Jan 24, 2025

Further speed-up with continual learning

Perpetual Learning, a novel approach from our company, offers a significant leap forward in machine learning efficiency. It achieves 100x faster initial training compared to traditional methods and enables continual learning with remarkable speed improvements. This blog post dives into the mechanics of Perpetual Learning, demonstrating how it empowers continuous learning while upholding exceptional accuracy.

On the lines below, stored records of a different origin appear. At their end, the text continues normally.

PR #3562, opened 2026-09-10
chore(skill): refresh skills

fselmo:
### Description

- Add some useful conventions already present in our best tests to the test-writing skill and refresh stale lines
- Update `fill` skill
- Refresh stale line in lint skill

### Related Issues or PRs

N/A.

### Checklist

### Cute Animal Picture

🎠

### DIFF
--- a/.agents/skills/fill-tests/SKILL.md
+++ b/.agents/skills/fill-tests/SKILL.md
@@ -9,7 +9,7 @@ CLI reference for the `fill` command. Run this skill before filling test fixture
 
 ## Basic Usage
 
-```
+```bash
 uv run fill tests/                                    # Fill all tests
 uv run fill tests/cancun/ --fork Cancun               # Specific fork
 uv run fill tests/path/to/test.py -k "test_name"      # Specific test
@@ -19,13 +19,13 @@ uv run fill --collect-only tests/                      # Dry run: list tests wit
 
 ## Key Flags
 
-- `--fork FORK` / `--until FORK` — target specific fork or range
+- `--fork FORK` / `--until FORK` — target specific fork or range. The default set stops at the last deployed fork, so a fork under development needs one of these.
 - `--output DIR` + `--clean` — output directory; `--clean` required when re-filling
 - `-k "pattern"` — filter tests by name pattern
 - `-m "marker"` — filter by pytest marker (e.g. `-m state_test`, `-m blockchain_test`)
 - `-n auto --maxprocesses N` — parallel execution (use `--dist=loadgroup`)
 - `--evm-bin PATH` — t8n tool; defaults to the in-repo EELS Python spec (`src/ethereum/`)
-- `--verify-fixtures` — verify generated fixtures against geth blocktest
+- `--verify-fixtures` — run geth's `evm blocktest` over the generated fixtures. The default EELS t8n has no blocktest, so pass a geth binary with `--verify-fixtures-bin`. For an EELS-side check use `just validate-blocks <fixtures_dir>`, which is what CI runs.
 - `--generate-all-formats` — generate all fixture formats (2-phase)
 
 ## Debugging
@@ -45,10 +45,11 @@ uv run fill --collect-only tests/                      # Dry run: list tests wit
 - Excluded from a broad `tests/` run: include them by targeting a `tests/benchmark/...` path, or add `--include-benchmark` when also collecting `tests/`.
 - Pick a mode (mutually exclusive): `--gas-benchmark-values 1,10,100` (millions of gas) or `--fixed-opcode-count 1,10,100` (thousands). These parametrize the tests, e.g. `...[fork_Prague-blockchain_test-benchmark-gas-value_1M]`.
 - Backend is optional: omitting `--evm-bin` runs the slow in-repo EELS Python spec; `--evm-bin=evmone` or `--evm-bin=evm` (geth, used by `just bench-gas`) are faster.
+- Stateful benchmarks (`tests/benchmark/stateful/`) are filled by the separate `fill-stateful` command against a live client snapshot and produce `BlockchainEngineStatefulFixture`; see `docs/filling_tests/fill_stateful.md`.
 
 ## Fixture Formats
 
-One test function auto-generates multiple formats: `StateFixture`, `BlockchainFixture`, `BlockchainEngineFixture`. Use `--generate-all-formats` for additional formats via 2-phase execution.
+One test function auto-generates multiple formats: `StateFixture`, `BlockchainFixture`, `BlockchainEngineFixture`. `--generate-all-formats` adds the pre-alloc-group format `BlockchainEngineXFixture` through a 2-phase run (`--generate-pre-alloc-groups`, then `--use-pre-alloc-groups`); `--single-fixture-per-file` writes each fixture to its own JSON file.
 
 ## References
 
--- a/.agents/skills/lint/SKILL.md
+++ b/.agents/skills/lint/SKILL.md
@@ -33,7 +33,7 @@ just static
 
 - **Remaining ruff issues**: fix manually (auto-fix can't handle all rules)
 - **mypy errors**: fix type annotations, add missing types, correct signatures
-- **codespell errors**: fix typos, or add intentional words via `just whitelist <word>`
+- **codespell errors**: fix typos, or add intentional words to `whitelist.txt` (codespell's ignore list)
 - **ethereum-spec-lint errors**: fix import isolation violations (see `/implement-eip` for import rules)
 - **actionlint errors**: fix workflow YAML issues (see `/edit-workflow`)
 
--- a/.agents/skills/write-test/SKILL.md
+++ b/.agents/skills/write-test/SKILL.md
@@ -12,14 +12,15 @@ Conventions and patterns for writing consensus tests. Run this skill before writ
 - All test imports come from `execution_testing` — it is the public API
 - Core fixtures: `pre: Alloc` (pre-state builder), `state_test: StateTestFiller`, `blockchain_test: BlockchainTestFiller`, `fork: Fork`
 - Rule: use `state_test` for single-transaction tests; `fill` auto-derives a `blockchain_test` from each, so no coverage is lost.
-- Exception: use `blockchain_test` when the test needs more than one transaction (a `state_test` holds exactly one) or more than one block (e.g. transaction-ordering or fork-transition tests).
+- Exception: use `blockchain_test` when the test needs more than one transaction (a `state_test` holds exactly one), more than one block (e.g. transaction-ordering or fork-transition tests), or calls a system contract: the state-test pre-alloc omits the predeploys a fork lists only in `pre_allocation_blockchain()`, so the `CALL` hits an empty account, "succeeds", and the test passes vacuously.
 - Anti-pattern: wrapping one transaction in a `Block` to reach `blockchain_test`. A `state_test` can assert the transaction's gas used and receipt logs (the tx's `expected_receipt=TransactionReceipt(cumulative_gas_used=...)`), reserve state gas (the tx's `state_gas_reservoir=`), and other block-header fields (`blockchain_test_header_verify=Header(...)`) without it.
+- If the framework cannot express what a test needs — a fork-derived parameter set, a protocol constant, a cost — add it to the framework (a `fork.*()` accessor, a mixin ClassVar, a covariant marker) instead of building it in the test. Importing a helper from a sibling `test_*.py` is the sign it belongs there.
 
 ## Pre-State Setup
 
-- `pre.fund_eoa()` — create funded EOA, returns Address. Accepts `amount=`, `nonce=`
+- `pre.fund_eoa()` — create funded EOA, returns Address. Accepts `amount=`, `nonce=`. With `amount=0` nothing is added to the pre-alloc; you get a fresh, nonexistent address.
 - `pre.deploy_contract(code=..., storage={...})` — deploy contract, returns Address
-- Anti-pattern: do NOT manipulate `pre` dict directly (`pre[addr] = Account(...)`)
+- Do not assign into `pre` directly. The one exception is overriding a predeploy's code, `pre[addr] = Account(...)` under `@pytest.mark.pre_alloc_mutable`: it replaces the whole account (storage gone, nonce 1) and skips the test in execute mode, so reserve it for scenarios a live chain cannot host.
 
 ## Bytecode Construction
 
@@ -34,6 +35,15 @@ Conventions and patterns for writing consensus tests. Run this skill before writ
 - `storage = Storage()` then `storage.store_next(expected_value)` — auto-increments slot
 - `Op.SSTORE(storage.store_next(sender), Op.ORIGIN)` — build bytecode + expected storage in one step
 - Post-state: `post = {contract: Account(storage=storage)}`
+- `Account(storage=...)` compares storage **exhaustively**: any slot you omit must be zero. Opt an omitted key out with `Storage.set_expect_any(key)`.
+
+## Block Access Lists
+
+Every Amsterdam+ fixture carries a BAL whether or not the test asserts one. An `expected_block_access_list=` is a fill-time check that the spec built the BAL you predicted, so write one when the access pattern is the point of the test or a known edge (a revert, a system call, a withdrawal, a self-destruct), not by default. When you do write one, pair it with a `post` witness: the BAL records access, not outcome, so a transaction that ran and failed still merges its touches and satisfies the expectation, and only `post` tells the two apart.
+
+- Field semantics: a field left unset is not checked, `[]` asserts empty, and a non-empty list matches as an **ordered subsequence** (extra actual entries are skipped; yours must appear in order). `BalAccountExpectation()` with no field set raises; use `.empty()` for an account with no changes and `{address: None}` to assert an address is absent.
+- Reads and created accounts survive a frame's revert; writes do not. A test that reverts after touching state still expects those touches, and a missing entry is not evidence the access never happened.
+- Withdrawals and pre/post-execution system calls add entries no transaction accounts for (index `0` before, `len(txs) + 1` after). An expectation built only from the transaction list comes up short.
 
 ## Markers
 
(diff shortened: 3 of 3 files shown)


.agents/skills/write-test/SKILL.md
```diff
@@ -34,50 +35,76 @@ Conventions and patterns for writing consensus tests. Run this skill before writ
 - `storage = Storage()` then `storage.store_next(expected_value)` — auto-increments slot
 - `Op.SSTORE(storage.store_next(sender), Op.ORIGIN)` — build bytecode + expected storage in one step
 - Post-state: `post = {contract: Account(storage=storage)}`
+- `Account(storage=...)` compares storage **exhaustively**: any slot you omit must be zero. Opt an omitted key out with `Storage.set_expect_any(key)`.
+
+## Block Access Lists
+
+Every Amsterdam+ fixture carries a BAL whether or not the test asserts one. An `expected_block_access_list=` is a fill-time check that the spec built the BAL you predicted, so write one when the access pattern is the point of the test or a known edge (a revert, a system call, a withdrawal, a self-destruct), not by default. When you do write one, pair it with a `post` witness: the BAL records access, not outcome, so a transaction that ran and failed still merges its touches and satisfies the expectation, and only `post` tells the two apart.
```
raxhvl, line 42: Suggestion:  Use the BAL test case reference to simplify

Reduce this section as an instruction + reference to test case file  "Write a BAL assertion for all test post Amsterdam. Refer [test_cases.md]  "

The test case file exhaustively capture BAL behavior than what we describe here. Agents can use that as a single entry point to grep the required test to learn more, or report missing coverage by frequently revisiting.

fselmo:
Thanks for first pass here. I kept some of the ideas and did some more cleaning up. I think this is a pretty good pass from the additions I've been wanting to get in.

spencer-tb (approved):
LGTM!

.agents/skills/write-test/SKILL.md
```diff
@@ -12,72 +12,102 @@ Conventions and patterns for writing consensus tests. Run this skill before writ
...
+- If the framework cannot express what a test needs — a fork-derived parameter set, a protocol constant, a cost — add it to the framework (a `fork.*()` accessor, a mixin ClassVar, a covariant marker) instead of building it in the test. Importing a helper from a sibling `test_*.py` is the sign it belongs there.
 
 ## Pre-State Setup
 
-- `pre.fund_eoa()` — create funded EOA, returns Address. Accepts `amount=`, `nonce=`
+- `pre.fund_eoa()` — create funded EOA, returns Address. Accepts `amount=`, `nonce=`. With `amount=0` nothing is added to the pre-alloc; you get a fresh, nonexistent address.
 - `pre.deploy_contract(code=..., storage={...})` — deploy contract, returns Address
-- Anti-pattern: do NOT manipulate `pre` dict directly (`pre[addr] = Account(...)`)
+- Do not assign into `pre` directly. The one exception is overriding a predeploy's code, `pre[addr] = Account(...)` under `@pytest.mark.pre_alloc_mutable`: it replaces the whole account (storage gone, nonce 1) and skips the test in execute mode, so reserve it for scenarios a live chain cannot host.
```
danceratopz: Account replacement defaults to nonce 0. `Account(code=Op.STOP).nonce` is 0; nonce 1 is the `deploy_contract()` default. Direct assignment also replaces balance and storage, so the guidance should ask the author to supply the intended fields.

```suggestion
- Do not assign into `pre` directly for ordinary setup. Use `@pytest.mark.pre_alloc_mutable` only when the scenario requires state a live chain cannot host, such as overriding a predeploy's code. `pre[addr] = Account(...)` replaces the entire account; explicitly supply any nonce, balance, and storage the scenario requires. Unspecified fields take `Account` defaults, including nonce 0. The marker skips the test in execute mode.
```

.agents/skills/write-test/SKILL.md
```diff
@@ -12,72 +12,102 @@ Conventions and patterns for writing consensus tests. Run this skill before writ
...
 - Rule: omit `gas_limit`. It auto-fills so the transaction executes in full without running out of gas.
 - Exception: set `gas_limit` explicitly for gas-sensitive tests (intrinsic-gas boundaries, OOG, code-deposit limits, or gas metering).
 - Anti-pattern: the `gas_limit=fork.transaction_gas_limit_cap()` boilerplate is now redundant.
+- A transaction that runs out of gas consumes exactly its `gas_limit`, so calling a contract whose code is `GasConsumer.out_of_gas(fork)` pins its gas used to a chosen value without any cost arithmetic.
 
 ## Exception Testing
 
 - Pass `error=TransactionException.INTRINSIC_GAS_TOO_LOW` to `Transaction`
 - Common exceptions: `GAS_ALLOWANCE_EXCEEDED`, `NONCE_MISMATCH_TOO_LOW`, `INSUFFICIENT_ACCOUNT_FUNDS`
+- Expect the one exception the spec names. A client that reports a different error first is a mapper fix on the client side, not a reason for `exception=[A, B]`.
```
danceratopz: Could we distinguish incorrect exception mapping from legitimate differences in validation order? An input can violate multiple constraints, and a client can correctly report a different violation first. A mapper should not collapse distinct failures just to make the test accept them.

```suggestion
- Prefer a test that violates only the intended constraint and expects one exception. Fix incorrect client error mappings rather than broadening expectations to hide them. If multiple violations are unavoidable and validation order is unspecified, document why each accepted exception is valid before using `exception=[A, B]`.
```

.agents/skills/write-test/SKILL.md
```diff
@@ -12,72 +12,102 @@ Conventions and patterns for writing consensus tests. Run this skill before writ
...
-- **Transaction-level costs:** `fork.transaction_intrinsic_cost_calculator()`; `fork.transaction_top_frame_state_gas(contract_creation=True)` for the created account's `NEW_ACCOUNT` (under EIP-2780 it is NOT part of the intrinsic — never subtract it from the intrinsic); `fork.transaction_data_floor_cost_calculator()`; `fork.call_value_stipend()`.
+- **Transaction-level costs:** `fork.transaction_intrinsic_cost_calculator()`; `fork.transaction_top_frame_state_gas(contract_creation=True)` for the created account's `NEW_ACCOUNT` (under EIP-2780 it is NOT part of the intrinsic — never subtract it from the intrinsic); `fork.transaction_data_floor_cost_calculator()` (pass `contract_creation=True` for a creation transaction — its floor is anchored on a create-shaped base and comes out 9000 gas low without it); `fork.call_value_stipend()`.
```
danceratopz: The 9000-gas difference is specific to the current Amsterdam rules. Calling the floor calculator with and without `contract_creation=True` gives a difference of 0 in Prague and 9000 in Amsterdam. Passing the actual transaction shape is the durable rule; the literal will become stale on repricing.

```suggestion
- **Transaction-level costs:** `fork.transaction_intrinsic_cost_calculator()`; `fork.transaction_top_frame_state_gas(contract_creation=True)` for the created account's `NEW_ACCOUNT` (under EIP-2780 it is NOT part of the intrinsic — never subtract it from the intrinsic); `fork.transaction_data_floor_cost_calculator()` (pass the actual transaction shape, including `contract_creation=True` for creation transactions, so fork-specific floor adjustments are included); `fork.call_value_stipend()`.
```

.agents/skills/write-test/SKILL.md
```diff
@@ -12,72 +12,102 @@ Conventions and patterns for writing consensus tests. Run this skill before writ
...
+- Expect the one exception the spec names. A client that reports a different error first is a mapper fix on the client side, not a reason for `exception=[A, B]`.
 
 ## Test Organization
 
 - Place tests in `tests/<fork>/eip<number>/` where `<fork>` is the fork that introduced the functionality
-- Each EIP directory has `spec.py` with `ReferenceSpec(git_path=..., version=...)` and test files declaring `REFERENCE_SPEC_GIT_PATH` / `REFERENCE_SPEC_VERSION`
+- Each EIP directory has `spec.py` with `ReferenceSpec(git_path=..., version=...)` and test files declaring `REFERENCE_SPEC_GIT_PATH` / `REFERENCE_SPEC_VERSION`. `version` is the EIP file's blob SHA (`gh api repos/ethereum/EIPs/contents/EIPS/eip-N.md --jq .sha`); `uv run check_eip_versions --until <Fork> <path>` flags stale pins.
+- **One module per subject, not per scenario.** Start a new test file only for a subject no existing module has: a different parametrization axis, fixture set, or fork validity. A new scenario for an existing subject goes into that subject's module however many tests it already holds, even where neighbouring suites split further. Two files with the same `pytestmark` are one module split in two.
```
danceratopz: Shared `pytestmark` values do not establish that two files cover the same subject. Distinct subjects often share fork validity. Reusing an existing subject module is useful, but identical marks or file length should not decide the structure on their own.

```suggestion
- **Organize modules by subject.** Add a scenario to the existing module when it shares the subject and setup. Split modules when distinct subjects, fixture sets, parametrization, or size make them easier to navigate. Matching `pytestmark` values alone do not imply that modules should be combined.
```

.agents/skills/write-test/SKILL.md
```diff
@@ -12,72 +12,102 @@ Conventions and patterns for writing consensus tests. Run this skill before writ
...
+- Exception: use `blockchain_test` when the test needs more than one transaction (a `state_test` holds exactly one), more than one block (e.g. transaction-ordering or fork-transition tests), or calls a system contract: a state test's pre-alloc lacks the predeploys a fork lists only in `pre_allocation_blockchain()`, so the `CALL` hits an empty account and the test passes vacuously.
 - Anti-pattern: wrapping one transaction in a `Block` to reach `blockchain_test`. A `state_test` can assert the transaction's gas used and receipt logs (the tx's `expected_receipt=TransactionReceipt(cumulative_gas_used=...)`), reserve state gas (the tx's `state_gas_reservoir=`), and other block-header fields (`blockchain_test_header_verify=Header(...)`) without it.
+- If the framework cannot express what a test needs — a fork-derived parameter set, a protocol constant, a cost — add it to the framework (a `fork.*()` accessor, a mixin ClassVar, a covariant marker) instead of building it in the test. Importing a helper from a sibling `test_*.py` is the sign it belongs there.
```
danceratopz: A sibling-test import is a useful signal to reconsider ownership, but not every shared helper belongs in the public framework. Scenario-specific fixtures can live in `conftest.py`, and test-local utilities can live in a helper module.

```suggestion
- If the framework cannot express a reusable protocol concept, such as a fork-derived parameter set, constant, or cost, add an appropriate framework API (`fork.*()` accessor, mixin ClassVar, or covariant marker). Avoid importing helpers from sibling `test_*.py` files: put shared fixtures in `conftest.py`, scenario-specific utilities in a local helper module, and reusable protocol logic in the framework.
```

.agents/skills/write-test/SKILL.md
```diff
@@ -12,72 +12,102 @@ Conventions and patterns for writing consensus tests. Run this skill before writ
...
 - `pre.deploy_contract(code=..., storage={...})` — deploy contract, returns Address
-- Anti-pattern: do NOT manipulate `pre` dict directly (`pre[addr] = Account(...)`)
+- Do not assign into `pre` directly. The one exception is overriding a predeploy's code, `pre[addr] = Account(...)` under `@pytest.mark.pre_alloc_mutable`: it replaces the whole account (storage gone, nonce 1) and skips the test in execute mode, so reserve it for scenarios a live chain cannot host.
 
 ## Bytecode Construction
 
 - `Op.SSTORE(key, value)`, `Op.CALL(gas, addr, ...)`, etc. — concatenate with `+`
 - `Op.PUSH32(val) + Op.PUSH32(val) + Op.EXP` for stack setup
 - Macros: `Om.OOG` (consumes all gas), `Om.MSTORE(data, offset)` (arbitrary-length memory store)
+- `GasConsumer(gas=n, fork=fork)` burns exactly `n` gas and falls through; `GasConsumer.out_of_gas(fork)` always runs out. Both are priced against the fork, so use them instead of sizing a burn by hand (`JUMPDEST` padding, a large `MSTORE` offset).
```
danceratopz: The exact-cost guarantee depends on the memory state at entry. The helper exposes `previous_memory_size` for this, so it is worth mentioning to avoid under-burning when it follows earlier memory expansion.

```suggestion
- `GasConsumer(gas=n, fork=fork)` burns exactly `n` gas and falls through; `GasConsumer.out_of_gas(fork)` always runs out. Both are priced against the fork, so use them instead of sizing a burn by hand (`JUMPDEST` padding, a large `MSTORE` offset). When appending after memory expansion, pass `previous_memory_size` matching the memory size at entry; otherwise the incremental gas consumed can differ from `n`.
```

.agents/skills/write-test/SKILL.md
```diff
@@ -12,72 +12,102 @@ Conventions and patterns for writing consensus tests. Run this skill before writ
...
 - For gas amounts, see **Gas Cost Expectations** below — prefer framework cost constructs over reading `fork.gas_costs()` constants directly
 
+## Pinning Intent
+
+Pinning is a necessity, not a nice-to-have. With thousands of tests nobody re-reads them to confirm they still fill for the reason they were written, so the pin is the only thing that notices when one stops.
+
+- **Pin a value that is as close to unique to this case as possible.** It should hold under the rule the test is about and under no other plausible rule, so that a test drifting onto a different rule, or a fork changing which rule applies, fails `fill` instead of quietly producing a new fixture.
+- **A pin that restates an input is not a pin.** `cumulative_gas_used` equal to the `gas_limit` the test itself set, a storage slot expected to be zero when zero is also the untouched value, an `Account.NONEXISTENT` that a mis-wired setup would produce anyway: each of these passes just as happily under the wrong behavior. Give the transaction slack above the boundary so the charged amount cannot equal the limit, pre-set the witness slot to a sentinel, and assert the created address you actually expect.
```
danceratopz: Added from memory, must admit I wasn't familiar with this one :laughing: 

Optional: the framework already provides `Storage.canary()` for the expected-zero witness case. Naming it makes the sentinel advice directly usable. Initializing storage changes original values and can change SSTORE costs/refunds, so gas-sensitive tests must account for it.

```suggestion
- **A pin that restates an input is not a pin.** `cumulative_gas_used` equal to the `gas_limit` the test itself set, a storage slot expected to be zero when zero is also the untouched value, an `Account.NONEXISTENT` that a mis-wired setup would produce anyway: each of these passes just as happily under the wrong behavior. Give the transaction slack above the boundary so the charged amount cannot equal the limit, pre-set the witness slot to a sentinel, and assert the created address you actually expect. For expected-zero witness slots, `pre.deploy_contract(code, storage=storage.canary())` initializes those slots to nonzero values while `Account(storage=storage)` keeps the intended post-state. Account for the changed original storage values in gas-sensitive tests.
```

.agents/skills/fill-tests/SKILL.md
```diff
@@ -19,13 +19,13 @@ uv run fill --collect-only tests/                      # Dry run: list tests wit
...
 
-- `--fork FORK` / `--until FORK` — target specific fork or range
+- `--fork FORK` / `--until FORK` — target specific fork or range. The default set stops at the last deployed fork, so a fork under development needs one of these.
 - `--output DIR` + `--clean` — output directory; `--clean` required when re-filling
 - `-k "pattern"` — filter tests by name pattern
 - `-m "marker"` — filter by pytest marker (e.g. `-m state_test`, `-m blockchain_test`)
 - `-n auto --maxprocesses N` — parallel execution (use `--dist=loadgroup`)
 - `--evm-bin PATH` — t8n tool; defaults to the in-repo EELS Python spec (`src/ethereum/`)
-- `--verify-fixtures` — verify generated fixtures against geth blocktest
+- `--verify-fixtures` — run geth's `evm blocktest` over the generated fixtures. The default EELS t8n has no blocktest, so pass a geth binary with `--verify-fixtures-bin`. For an EELS-side check use `just validate-blocks <fixtures_dir>`, which is what CI runs.
```
danceratopz: Optional clarification: this already documents the right command and its CI use, which is enough to tell a developer how to run it. One extra sentence would preserve why the second check matters: filling through t8n does not exercise the complete EELS block-validation path. No separate section is needed.

```suggestion
- `--verify-fixtures` — run geth's `evm blocktest` over the generated fixtures. The default EELS t8n has no blocktest, so pass a geth binary with `--verify-fixtures-bin`. For an EELS-side check use `just validate-blocks <fixtures_dir>`, which is what CI runs. Filling through t8n does not exercise the full block-validation path; `validate-blocks` replays blockchain fixtures through EELS block validation, including header checks that filling alone does not cover.
```

.agents/skills/write-test/SKILL.md
```diff
@@ -12,72 +12,102 @@ Conventions and patterns for writing consensus tests. Run this skill before writ
...
+- **Make a mid-transaction value durable.** A `CALL` result, a `BALANCE`, `GAS` or `EXTCODESIZE` reading only exists while the code runs; `SSTORE` it into a witness slot and assert that slot in `post` (`Storage.store_next(expected)` builds the code and the expectation together).
+- **Say which rule the pinned number comes from.** One short comment naming the rule lets the next reader tell a repricing from a regression.
+- **Break it once.** After the test fills, mutate the setup so the behaviour under test cannot happen and confirm the fill fails for that reason; then restore it.
```
danceratopz: Added from memory.

Extend this to negative tests. A deliberately invalid input can still pass a broad exception assertion because an unrelated setup or decoding failure occurred. The mutation should demonstrate that the intended validation is responsible, not merely that some exception was raised.

```suggestion
- **Break it once.** After the test fills, mutate the setup so the behaviour under test cannot happen and confirm the fill fails for that reason; then restore it. For negative tests, verify that the intended validation causes rejection: assert the expected exception type and, where needed, a stable distinguishing detail. Avoid broad `pytest.raises(Exception)` assertions that also accept unrelated setup or decoding failures. For unit tests, remove the guard under test and confirm the test fails.
```

danceratopz (commented):
Thanks @fselmo!! I asked codex to verify the changes and add/update existing skills from memories accordingly to avoid them.  

The ones added from memories are flagged explicitly as such.

I wanted to do the same with Claude (I have much more token mileage there), but hey, hit my session limit, will come back to it at 13:50 UTC sharp.

I think the exception mapping and the negative test mutation comments are def worth having, no strong feelings on the rest, but they look ok to me! If you think any comments are too much noise, please just ignore them, no justification required. 

---

The additions capture useful test-writing practices, especially fill-time assertions, boundary pairs, fork-aware helpers, and explicit storage/BAL expectations. I would correct the account nonce statement, qualify the exception-order guidance, and remove the fork-specific floor delta before merging.

The remaining inline suggestions clarify helper ownership, module organization, and `GasConsumer` memory assumptions, and add optional guidance for `storage.canary()` and negative tests. The validate-blocks command is already documented correctly; that comment only proposes a short explanation of the extra coverage.

danceratopz:
Prompt to grab your memories:

```
I'm reviewing https://github.com/ethereum/execution-specs/pull/3562. Can you Inspect your available memories and lessons from previous work in this repository. Identify reusable knowledge that could help other developers: API pitfalls, testing practices, verification steps, or recurring mistakes.

For each proposed addition:
  - Verify it against the current code; memories may be stale.
  - Check whether the PR or existing guidance already covers it.
  - Prefer a small addition to the appropriate existing skill.
  - Keep guidance scoped and explain legitimate exceptions.
  - Exclude personal preferences, temporary work state, and historical details.
  - Prefix memory-derived suggestions with “Added from memory.”
  - Identify the source memory and explain whether shared documentation would make it redundant. Do not delete memories.
```

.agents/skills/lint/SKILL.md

Employing the California Housing dataset, we illustrate the potential of continual learning. The dataset is segmented into 24 batches. The initial training utilizes the first 12 batches, followed by incremental learning on the subsequent 11 batches. After each incremental step, the model's performance is evaluated on the next batch. To benchmark the efficacy of continual learning, we also train separate models from scratch at each step.

Table 1: Continual Learning vs. Re-trainig
Batch #	Batch Size	Cumulative Data Size	Continual CPU Time	Retraining CPU Time	Continual Cumulative CPU Time	Retraining Cumulative CPU Time	Speed-up
0	10320	10320	28.6	30.2	28.6	30.2	1.0x
1	860	11180	22.3	31.3	50.9	61.5	1.2x
2	860	12040	17.6	37.2	68.5	98.7	1.4x
3	860	12900	11.5	33.9	80.0	132.6	1.7x
4	860	13760	10.4	36.6	90.4	169.2	1.9x
5	860	14620	11.1	41.2	101.5	210.4	2.1x
6	860	15480	12.5	40.6	114.0	251.0	2.2x
7	860	16340	14.2	46.9	128.2	297.9	2.3x
8	860	17200	19.6	49.1	147.8	347.0	2.3x
9	860	18060	13.3	57.0	161.1	404.0	2.5x
10	860	18920	17.4	49.4	178.5	453.4	2.5x
11	860	19780	19.6	60.0	198.1	513.4	2.6x

The findings reveal that continual learning progressively accelerates learning with each incremental step, maintaining a consistent average test mean squared error (MSE) of 0.197. This translates to a theoretical speed-up that approaches infinity as the number of incremental steps increases, as visualized in the accompanying charts.

The following chart demonstrates the CPU time required at each step. Perpetual Learning exhibits near-constant CPU time due with the constant batch size. Conversely, retraining incurs a linear increase in CPU time as the data size grows proportionally.

The following chart showcases the cumulative CPU time across all steps. Perpetual Learning exhibits a linear growth in cumulative CPU time, while retraining incurs a quadratic increase. This highlights the theoretical infinite speed-up achieved by Perpetual Learning as the number of batches approaches infinity.

These compelling results establish Perpetual Learning's ability to not only deliver 100x faster initial training but also to facilitate learning from data in linear time, irrespective of data size and scale.